An example of setting up security chain:

from microkubes.security import (SecurityChain,
                                 ThreadLocalSecurityContext,
                                 JWTSProvider,
                                 is_authenticated_provider,
                                 KeyStore)

store = KeyStore(dir_path='./keys')  # we need key store with the RSA keys so we can validate the JWT signature
context = ThreadLocalSecurityContext()  # Keeps the Auth in thread-local, which is fine for tests, but should be avoided for production

chain = (SecurityChain(context).
         provider(JWTSecurityProvider(key_store=store)).  # Security chain with JWT auth
         provider(is_authenticated_provider))  # check if the request has been authenticated


# assuming we receive an HTTP request, the processing of the request can be done like this:
    # try:
    #     chain.execute(context, request, response)
    # except SecurityException serr:
    #     response.status_code = serr.status_code
    #     response.write_json({"code": serr.status_code, "message": str(serr)})

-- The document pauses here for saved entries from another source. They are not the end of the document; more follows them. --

PR #510, opened 2016-06-16
don’t write files when run in memory

### LINKED ISSUE #6: don’t write files when run in memory

JavaScript, Node.js.
### ❓ The Motivation

Hoodie can run in an "in memory" mode, meaning that it doesn’t persist any data to the hard drive. All data vanishes when the server stops. This is great for testing, and for quick deployments to read-only systems like [Heroku](https://www.heroku.com/) or [now](https://github.com/hoodiehq/hoodie-app-tracker/pull/58).

But even when run in memory, the Hoodie Server still writes `.hoodie/config.json` and `.hoodie/client.js`, which is causing issues in read-only systems and is unexpected behavior.
### :dart: The goal

When started with `npm start -- --inMemory` no files should be written at all. The Hoodie client can be kept in memory after bundling and not written to the hard drive. And the `.hoodie/config.json` file should not be written at all. But if it exists, Add a `log.info("Configuration read from .hoodie/config.json")` (with the right dynamic path.

Currently the `.hoodie/config.json` is written when the server secret is generated, see [ hoodie/server/config/db/pouchdb.js ](https://github.com/hoodiehq/hoodie/blob/c0d8fd7/server/config/db/pouchdb.js#L23-L33). But when run in memory, that doesn’t make any sense as there is no initial data like user accounts. The server secret is used to calculate session IDs, but all existing sessions get invalidated on restart as all accounts vanish. 
### :clipboard: Step by Step
- [x] claim this issue @gr2m
- [x] Implement the feature :) 
- [x] Commit with `feat: don’t write files when run in memory`  
  Don’t worry about wording or amount of commits. We will clean up everything before we merge :) Also please commit work in progress things if you get stuck, we can work on it together in the PR.
- [x] Start a Pull Request: https://github.com/hoodiehq/hoodie/pull/510

gr2m:
I changed the following:
1. instead of bundling the hoodie client on startup, it now gets bundled on the first `GET /hoodie/client.js`
2. Unless run with `inMemory: true`, the bundled client is written to `<data-path>/client.js`. The `mtimes` of `hoodie-client/dist/client.js` and the bundle are compared, and only re-bundled if there is an update
3. We don’t create the `<data-path>` folder if run with `inMemory: true`
4. We don’t wirte `<data-path>/config.json` if run with `inMemory: true`

closes hoodiehq/camp#6


gr2m:
ping @hoodiehq/maintainers 👀 

Once we have the new version release, deploying to read-only targets like Heroku, now or HyperDev for showcases or quick testing will be a breeze

server/plugins/client/bundle.js
```diff
@@ -0,0 +1,66 @@
...
+      callback(null, buffer, hasUpdate)
+    })
+  })
+}
+
+function getModifiedTime (path, callback) {
+  fs.stat(path, function (error, stats) {
+    // we can ignore error, it means the file does not exist which is fine
+    if (error) {
+      return callback(null, -1)
```
HipsterBrown, line 47: Does `-1` represent `false` for the expected callback for this function?

gr2m, line 47: as we want to compare "modified times" of files, I thought `-1` would be the clearest to return, as it will always be smaller than any date. But maybe we can make this more clear?

HipsterBrown, line 47: That makes sense. Maybe we can add a comment above the function that describes what `callback` is expecting for the return arguments, i.e. "callback is expecting an error or null for the first argument and a number to compare the initial time the file was created/updated. -1 declares that the file was never created."

HipsterBrown:
I saw some namespacing changes from `hoodie` to `hoodie-local`. What's the context behind that?

gr2m:
> I saw some namespacing changes from hoodie to hoodie-local. What's the context behind that?

These were changes of the names of the internal hapi plugins. All hapi plugins must have unique names, otherwise an error will be thrown. The internal plugins of `hoodie` did not follow a naming convention or were simply prefixed with `hoodie-` which could cause conflicts in future when people create plugins, so I thought the best idea would be to use the `hoodie-local-` prefix for these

# then we can access the context to get the Auth object:

auth = context.get_auth()

Security with Flask services

You can secure your Flask services by using the convenience security builder for Flask. You need to create new Security and then use Security.secured decorator on your endpoints.

By using the example in Flask above, we can secure the action by setting up a full security chain:

import os
from flask import Flask
from microkubes.gateway import KongGatewayRegistrator
from microkubes.security import FlaskSecurity


app = Flask(__name__)
registrator = KongGatewayRegistrator(os.environ.get("API_GATEWAY_URL", "http://localhost:8001"))  # Use the Kong registrator for Microkubes

# set up a security chain
sec = (FlaskSecurity().
        keys_dir("./keys").   # set up a key-store that has at least the public keys from the platform
        jwt().                # Add JWT support
        oauth2().             # Add OAuth2 support
        build())              # Build the security for Flask




# Self-registration on the API Gateway must be the first thing we do when running this service.
# If the registration fails, then the whole service must terminate.
registrator.register(name="hello-service",                  # the service name.
                     paths=["/hello"],                      # URL pattern that Kong will use to redirect requests to out service
                     host="hello-service.services.consul",  # The hostname of the service.
                     port=5000)                             # Flask default port. When redirecting, Kong will call us on this port.


@app.route("/hello")
@sec.secured   # this action is now secure
def hello():
    auth = sec.context.get_auth()  # get the Auth from the security context
    return "Hello %s from Flask service on Microkubes" % auth.username

More details for internal implementation of Microkubes's security can be found in the library.